Yo en eso pensaba igual. La Fuencis no se podía ir nunca. ¡Qué seguros estábamos! Aunque se pusiera como un león y gritase que no podía más, que se había hartado, aunque la viéramos haciendo la maleta en revoltijo, igual que pasa en las películas cuando la gente se enfada, nadie hacía caso. Sabíamos que de su pueblo estaba más harta todavía que de casa. Había reñido con la familia que le quedaba allí y no iba ni por las vacaciones de Navidad. Y además estaba enamorada de un carnicero que se llamaba Ramón y se acababa de quedar viudo, chiquitajo y bastante feo. Fuencisla le iba a ayudar los días que le tocaba salir y él le hacía confidencias de viudo inútil para llevar una casa, torpe para ligar y que ya no se ve tan joven.
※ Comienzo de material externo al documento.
PR #20095, opened 2019-09-03
test: move robotjs-based devtools paste test to main runner

nornagon:
#### Description of Change
This also enables it for non-Linux platforms. TBD if it'll work there on CI.

#### Checklist

- [x] PR description included and stakeholders cc'd
- [x] `npm test` passes
- [x] tests are [changed or added](https://github.com/electron/electron/blob/master/docs/development/testing.md)
- [ ] relevant documentation is changed or added
- [x] PR title follows semantic [commit guidelines](https://github.com/electron/electron/blob/master/docs/development/pull-requests.md#commit-message-guidelines)
- [x] [PR release notes](https://github.com/electron/clerk/blob/master/README.md) describe the change in a way relevant to app developers, and are [capitalized, punctuated, and past tense](https://github.com/electron/clerk/blob/master/README.md#examples).

#### Release Notes

Notes: none

PR #20099, opened 2019-09-03
test: move more web contents specs

nornagon:
#### Description of Change
Last of the webContents specs apart from #20095.

#### Checklist

- [x] `npm test` passes

#### Release Notes

Notes: Fixed a crash that could occur if a WebContents was destroyed during a navigation event.


shell/browser/api/atom_api_web_contents.cc
```diff
@@ -927,10 +927,14 @@ void WebContents::DidFinishLoad(content::RenderFrameHost* render_frame_host,
   bool is_main_frame = !render_frame_host->GetParent();
   int frame_process_id = render_frame_host->GetProcess()->GetID();
   int frame_routing_id = render_frame_host->GetRoutingID();
+  auto weak_this = GetWeakPtr();
   Emit("did-frame-finish-load", is_main_frame, frame_process_id,
        frame_routing_id);
 
-  if (is_main_frame)
+  // ⚠️WARNING!⚠️
```
codebytere: did you see this crash specifically when you moved the tests to the main process? or was it something you noticed and added incidentally?

shell/browser/api/event_emitter.h
```diff
@@ -107,15 +107,15 @@ class EventEmitter : public Wrappable<T> {
                      v8::Local<v8::Object> event,
                      Args&&... args) {
     DCHECK_CURRENTLY_ON(content::BrowserThread::UI);
-    v8::Locker locker(isolate());
-    v8::HandleScope handle_scope(isolate());
-    EmitEvent(isolate(), GetWrapper(), name, event,
-              std::forward<Args>(args)...);
-    auto context = isolate()->GetCurrentContext();
+    auto* isolate = this->isolate();
```
codebytere: what motivated this change?

shell/browser/api/atom_api_web_contents.cc
nornagon: Yes, this crash happens when running in the main process because the `destroy` is synchronous, vs. asynchronous when running in the remote process.

shell/browser/api/event_emitter.h
nornagon: `this` is destroyed by `EmitEvent`. so `this->isolate()` crashes.

nornagon:
```suggestion
    // It's possible that |this| will be deleted by EmitEvent, so save anything we need
    // from |this| before calling EmitEvent.
    auto* isolate = this->isolate();
```

codebytere:
Once rebased this is good to go :)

Según ella se le había juntado el cielo con la tierra al perder a su Paca y se estaba dando a la borrachera y a la perdición como en los corridos mexicanos, como debe ser. «Quedan pocos hombres así», decía, «capaces de querer de veras, los cuentas con los dedos de una mano y sobran dedos.» Pero la mancha de una mora con otra verde se quita, y ella, Fuencisla, no iba a consentir que un tío como aquél se hundiera en la miseria. Paciencia es lo que a ella le sobraba. Por lo visto, solía decir «será mío o yo del claustro». Esto me lo ha contado Lola y me entra carne de gallina cada vez que me acuerdo. Pobre Fuencis. No hay cosa más rara que el destino de las personas.
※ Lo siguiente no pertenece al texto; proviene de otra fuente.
PR #20103, opened 2019-09-04
test: remove usage of remote module from node tests

nornagon:
#### Description of Change
Moves some tests for node that were mostly just calling spawn/fork into the main runner, to avoid usage of the remote module.

#### Checklist

- [ ] `npm test` passes

#### Release Notes

Notes: none


spec/node-spec.js
```diff
@@ -526,21 +343,7 @@ describe('node feature', () => {
...
-      expect(process.stdout.isTTY).to.be.a('boolean')
-    })
-
-    it('should have isTTY undefined on Windows', function () {
-      if (isCI || process.platform !== 'win32') {
-        this.skip()
-        return
-      }
-
+    it('isTTY should be undefined in the renderer process', function () {
```
nornagon:
```suggestion
    // TODO: figure out why process.stdout.isTTY is true on Darwin but not Linux/Win.
    ifit(process.platform !== 'darwin)('isTTY should be undefined in the renderer process', function () {
```

nornagon:
@jkleinsc the test was previously skipped on all platforms on CI, so I've updated the test to only be skipped on Mac now, since that's where it was failing.

PR #20131, opened 2019-09-05
chore: remove native_mate (Part 3)

zcbenz:
#### Description of Change

This PR removes some uses of native_mate version of `event_emitter_caller.h` and `callback_converter.h`.

The `ErrorThrower` class is also migrated to used gin.

#### Release Notes

Notes: no-notes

III. LOS MISTERIOS DE LA FONÉTICA

Entre el montón de cosas que pasan en la naturaleza, y cómo los hombres mandan en ellas y explican sus cambios, a mí nada me flipa tanto como la fonética. También me interesan las guerras, bueno, y la invención de la imprenta, y del cine y del fax, y antes de la rueda y las tijeras, que son cosas de las que ya nadie se acuerda, y el curso de los ríos cuando se salen de madre y allá van rodando pueblos enteros, y el culto a los muertos y la vida de los salvajes, pero fliparme de verdad, de eso que te quedas con los ojos a cuadros, la fonética. Todo acaba, si lo piensas, llevando al mismo empiece: a que la gente arrancó a hablar para entenderse. ¿Y cómo les saldría tan fácil al principio?

Ahora que me ha dado mucho por estudiar todo eso, entiendo que yo tardara tanto en decidirme a hablar, ya ves, como que se preocuparon en casa y pensaban llevarme a un especialista, pero Fuencisla dijo que yo lo entendía todo y que oía bien: «Se hará un lío de tanto pensar, déjenlo ustedes, en la garganta no tiene nada raro, su campanilla coloradita, que se la he visto yo con una cuchara cuando le dieron anginas, su lengua sana, y dice que sí y dice que no, sordomudo no es, pues vale.»